Martin Luther King Jr. Celebration

Southwestern College will host a Martin Luther King Day celebration on Monday, Jan. 20, at 6:30 p.m., in Messenger Recital Hall inside the Darbeth Fine Arts Center.  The event is open to the public and there is no admission charge.

The featured speaker is reverend Joy J. Moore, associate professor of biblical preaching at Luther Seminary in St. Paul, Minnesota.

The theme of the event is “So Now What?  The master of ceremonies will be Kenyada Heard.  The celebration will include a poem by Nick Garcia; pre-event music by Daegiona Wilson; music by Justin Williams and Jordan Butler; and a finishing charge from Anjaih Clemons and Dawn Pleas.   
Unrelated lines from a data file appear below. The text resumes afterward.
PR #2513, opened 2021-11-06
Implement the active fiber tracking mechanism

vasilmkd:
Using various atomic variables to publish the active fiber. Waiting for benchmark results.

### DIFF
--- a/core/jvm/src/main/scala/cats/effect/unsafe/LocalQueue.scala
+++ b/core/jvm/src/main/scala/cats/effect/unsafe/LocalQueue.scala
@@ -631,6 +631,12 @@ private final class LocalQueue {
             if (n == 1) {
               // Only 1 fiber has been stolen. No need for any memory
               // synchronization operations.
+
+              if (isStackTracing) {
+                dst.tailPublisherForwarder.lazySet(dstTl)
+                dst.plainStoreTail(dstTl)
+              }
+
               return headFiber
             }
 
--- a/core/jvm/src/main/scala/cats/effect/unsafe/LocalQueue.scala
+++ b/core/jvm/src/main/scala/cats/effect/unsafe/LocalQueue.scala
@@ -28,6 +28,8 @@
 package cats.effect
 package unsafe
 
+import cats.effect.tracing.TracingConstants
+
 import java.util.concurrent.ThreadLocalRandom
 import java.util.concurrent.atomic.AtomicInteger
 
@@ -121,6 +123,7 @@ import java.util.concurrent.atomic.AtomicInteger
 private final class LocalQueue {
 
   import LocalQueueConstants._
+  import TracingConstants._
 
   /**
    * The array of [[cats.effect.IOFiber]] object references physically backing the circular
@@ -394,7 +397,11 @@ private final class LocalQueue {
         }
 
         val fiber = batch(0)
-        worker.setActive(fiber)
+
+        if (isStackTracing) {
+          worker.setActive(fiber)
+        }
+
         // Publish the new tail.
         val newTl = unsignedShortAddition(tl, SpilloverBatchSize - 1)
         tailPublisher.lazySet(newTl)
@@ -467,7 +474,10 @@ private final class LocalQueue {
 
       val idx = index(real)
       val fiber = buffer(idx)
-      worker.setActive(fiber)
+
+      if (isStackTracing) {
+        worker.setActive(fiber)
+      }
 
       if (head.compareAndSet(hd, newHd)) {
         // The head has been successfully moved forward and the fiber secured.
@@ -584,7 +594,10 @@ private final class LocalQueue {
         val headFiberIdx = index(steal)
         val headFiber = buffer(headFiberIdx)
         buffer(headFiberIdx) = null
-        dstWorker.setActive(headFiber)
+
+        if (isStackTracing) {
+          dstWorker.setActive(headFiber)
+        }
 
         // All other fibers need to be transferred to the destination queue.
         val sourcePos = steal + 1
--- a/core/jvm/src/main/scala/cats/effect/unsafe/LocalQueue.scala
+++ b/core/jvm/src/main/scala/cats/effect/unsafe/LocalQueue.scala
@@ -399,7 +399,7 @@ private final class LocalQueue {
         val fiber = batch(0)
 
         if (isStackTracing) {
-          worker.setActive(fiber)
+          worker.active = fiber
         }
 
         // Publish the new tail.
@@ -476,7 +476,7 @@ private final class LocalQueue {
       val fiber = buffer(idx)
 
       if (isStackTracing) {
-        worker.setActive(fiber)
+        worker.active = fiber
       }
 
       if (head.compareAndSet(hd, newHd)) {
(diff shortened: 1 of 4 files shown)


vasilmkd:
`series/3.x`:
```
DeepBindBenchmark.async   10000  thrpt   20  1179.681 ± 16.579  ops/s
```

`This PR`:
```
DeepBindBenchmark.async   10000  thrpt   20  1154.277 ± 29.712  ops/s
```

core/jvm/src/main/scala/cats/effect/unsafe/LocalQueue.scala
```diff
@@ -391,6 +393,8 @@ private final class LocalQueue {
           i += 1
         }
 
+        val fiber = batch(0)
+        worker.setActive(fiber)
```
armanbilge: So if IIUC, we're not actually running the fiber _here_ (this is only the local queue, after all). It will be run by the worker thread after being returned below.

However, we are setting it as _active_ here so that it tags-along in the publications happening in the next lines. This is why the worker thread has to pass down a reference to itself when calling this method.

You're using this pattern for enqueue/dequeuing from the local queue as well as stealing from other worker threads. But, when receiving only a single fiber from the external queue ...

core/jvm/src/main/scala/cats/effect/unsafe/WorkerThread.scala
```diff
@@ -257,13 +276,15 @@ private final class WorkerThread(
...
-            val fiber = queue.enqueueBatch(batch)
+            val fiber = queue.enqueueBatch(batch, self)
             // Many fibers have been exchanged between the external and the
             // local queue. Notify other worker threads.
             pool.notifyParked(rnd)
             fiber.run()
           } else if (element.isInstanceOf[IOFiber[_]]) {
             val fiber = element.asInstanceOf[IOFiber[_]]
+            active = fiber
+            parked.lazySet(false)
```
armanbilge: ... instead, you use this lazySet for publication.

core/jvm/src/main/scala/cats/effect/unsafe/WorkerThread.scala
```diff
@@ -319,7 +343,7 @@ private final class WorkerThread(
 
         case 2 =>
           // Try stealing fibers from other worker threads.
-          val fiber = pool.stealFromOtherWorkerThread(index, rnd)
+          val fiber = pool.stealFromOtherWorkerThread(index, rnd, self)
```
armanbilge, line 366: Do we need to set the active fiber just below here?

core/jvm/src/main/scala/cats/effect/unsafe/LocalQueue.scala
vasilmkd: You're exactly right. We're only setting a reference on the `WorkerThread` so that we can observe it later when creating the fiber dumps.

core/jvm/src/main/scala/cats/effect/unsafe/WorkerThread.scala
vasilmkd: Again right, because in this case, we have no other publisher to queue behind. The `external` queue is a `ConcurrentLinkedQueue` and we do not control its source, so we have to make do with this. Also, this case is not the absolute hottest path. We deliberately branch here to maintain fairness in the pool, so it's not a huge deal to make this case ever so slightly slower.

Anyone who wants to observe latest, will have to read both the `size()` of the `LocalQueue`, which will touch the head and the tail, and the parked signal of the thread, and one of these will give the latest value.

core/jvm/src/main/scala/cats/effect/unsafe/WorkerThread.scala
vasilmkd: `stealFromOtherWorkerThread` calls into `LocalQueue#stealInto` which sets the fiber.

armanbilge: I'm still confused about this one, if you don't mind stepping me through ...

core/jvm/src/main/scala/cats/effect/unsafe/WorkStealingThreadPool.scala
```diff
@@ -176,7 +179,7 @@ private[effect] final class WorkStealingThreadPool(
     val element = externalQueue.poll(random)
     if (element.isInstanceOf[Array[IOFiber[_]]]) {
       val batch = element.asInstanceOf[Array[IOFiber[_]]]
-      destQueue.enqueueBatch(batch)
+      destQueue.enqueueBatch(batch, destWorker)
     } else if (element.isInstanceOf[IOFiber[_]]) {
       val fiber = element.asInstanceOf[IOFiber[_]]
       fiber
```
armanbilge: ... specifically, how do we get here by going through `stealInto`?

core/jvm/src/main/scala/cats/effect/unsafe/WorkerThread.scala
vasilmkd: I had left out a corner case which I just pushed a fix for.

`stealFromOtherWorkerThread` will depending on the outcome:
1. Call `stealInto`, which will do the publish
2. Call `enqueueBatch` which will do the publish
3. Do it itself if a single fiber comes from the external queue

armanbilge: Thanks, it was case (3) I was looking for.

core/jvm/src/main/scala/cats/effect/unsafe/LocalQueue.scala
```diff
@@ -459,11 +472,16 @@ private final class LocalQueue {
...
+
+      if (isStackTracing) {
+        worker.active = fiber
+      }
+
       if (head.compareAndSet(hd, newHd)) {
         // The head has been successfully moved forward and the fiber secured.
         // Proceed to null out the reference to the fiber and return it.
-        val idx = index(real)
-        val fiber = buffer(idx)
```
armanbilge, line 466: Why is it safe to move these outside of the conditional?

vasilmkd: We're only reading, not modifying anything, and the `compareAndSet`, if successful is what will publish the store. If it fails, the whole outer loop repeats and a new `fiber` will be read and set as the active.

Technically, it might happen that `worker.active` becomes published even if the CAS fails, and observed, but live fiber dumps without wasting performance are an imperfect science, so 🤷🏻.

armanbilge: That all makes sense 👍 ahh, and the reason we need it _outside_ of the conditional is so it's _before_ the CAS so that it can get published.

vasilmkd: By "we're only reading, not modifying" I meant we're not messing with the state of the buffer itself which may throw off other threads that may be stealing from it at the same time. If a wrong read indeed happens, it will be rectified immediately in the next loop.

armanbilge (approved):
With the caveat this part of the source is out-of-my-league, LGTM!

vasilmkd:
It was out of everyone's league and then we learned to bend it to our will. You will too. Also, these are some trying times. 😆

vasilmkd:
(And I think I have a proven track record of fixing the mess I create).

Moore is an elder in the United Methodist Church.  A native of Chicago, Illinois, Moore's desire to teach led her to earn a bachelor of arts degree in education and mathematics from National-Louis University in Evanston, Illinois; a master of divinity from Garrett-Evangelical Seminary, also in Evanston; and a Ph.D. in practical theology from London School of Theology/Brunel University, London, England.

Before joining the faculty at Luther Seminary in July 2019, Moore taught at Wesley Seminary at Indiana Wesleyan University; Fuller Theological Seminary, where she established the William E. Pannell Center for African American Church Studies and served as its first associate dean. Fuller Seminary recruited her to provide vision for the center from the Divinity School at Duke University in Durham, North Carolina, where she served as associate dean for church relations, associate dean for black church studies, and visiting professor of preaching. Previously the director of student life at Asbury Theological Seminary and chaplain and director of church relations at Adrian College, she has held pastorates in the Michigan Area of the United Methodist Church. She has written for “Sojourners” magazine, “Christian Century,” “WorkingPreacher.org” and “Good News” magazine.

Moore has focused on cross-racial ministry in urban, rural, and suburban congregations. Her last parish served as a help center in Flint, Michigan, during the Water Crisis. As a pastor, she has called local congregations to recognize their vocation of glorifying God as a peaceable community—practicing hope, hospitality, and honesty. 

She became a John Wesley Fellow in 2001, and, is currently the president of the Christian Theological Research Fellowship and first vice-president of the Wesleyan Theological Society.